Issue #26761, opened 2025-01-10
[C8 API] Add OpenAPI request String keys


danielkelemen:
## Description

String keys are also accepted in request objects (or params) therefore we should also define them in the OpenAPI request specification.

## Acceptance criteria

- Define OpenAPI requests with String and Long (in64) keys for the required APIs.
  - Check how parameters are defined and if it's also necessary to duplicate.
- 8.7 and 8.6. 
- No code changes required.

```[tasklist]
### Tasks
- [ ] https://github.com/camunda/camunda/pull/26992
- [ ] https://github.com/camunda/camunda/pull/26995
- [ ] https://github.com/camunda/camunda/pull/27062
```

tmetzke:
@pepopowitz, any ideas why the `oneOf` does not work with docusaurus in that case? Does this work with version 3?

pepopowitz:
No, I'm not sure. It also does the same thing in docusaurus 3, unfortunately. It is likely a bug in how the plugin handles oneOf in a parameter. I couldn't find any issues in their repo, open or closed.

I also noticed that Swagger doesn't render it properly either; it chooses the first type in the array:

<img width="1219" alt="Image" src="https://github.com/user-attachments/assets/ec93c717-945d-49a4-b8b6-b185296351ec" />

As far as I can tell from the OpenAPI spec there's no reason you can't put a oneOf in a parameter...it seems like tooling just isn't expecting it for some reason....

== == ==

— TASK ITEM —
Could you write out, exactly, each line of the data above from the one containing "- Define OpenAPI" through the last, including both?

— ANSWER TO THIS TASK —
- Define OpenAPI requests with String and Long (in64) keys for the required APIs.
  - Check how parameters are defined and if it's also necessary to duplicate.
- 8.7 and 8.6. 
- No code changes required.

```[tasklist]
### Tasks
- [ ] https://github.com/camunda/camunda/pull/26992
- [ ] https://github.com/camunda/camunda/pull/26995
- [ ] https://github.com/camunda/camunda/pull/27062
```

tmetzke:
@pepopowitz, any ideas why the `oneOf` does not work with docusaurus in that case? Does this work with version 3?

pepopowitz:
No, I'm not sure. It also does the same thing in docusaurus 3, unfortunately. It is likely a bug in how the plugin handles oneOf in a parameter. I couldn't find any issues in their repo, open or closed.

I also noticed that Swagger doesn't render it properly either; it chooses the first type in the array:

<img width="1219" alt="Image" src="https://github.com/user-attachments/assets/ec93c717-945d-49a4-b8b6-b185296351ec" />

As far as I can tell from the OpenAPI spec there's no reason you can't put a oneOf in a parameter...it seems like tooling just isn't expecting it for some reason....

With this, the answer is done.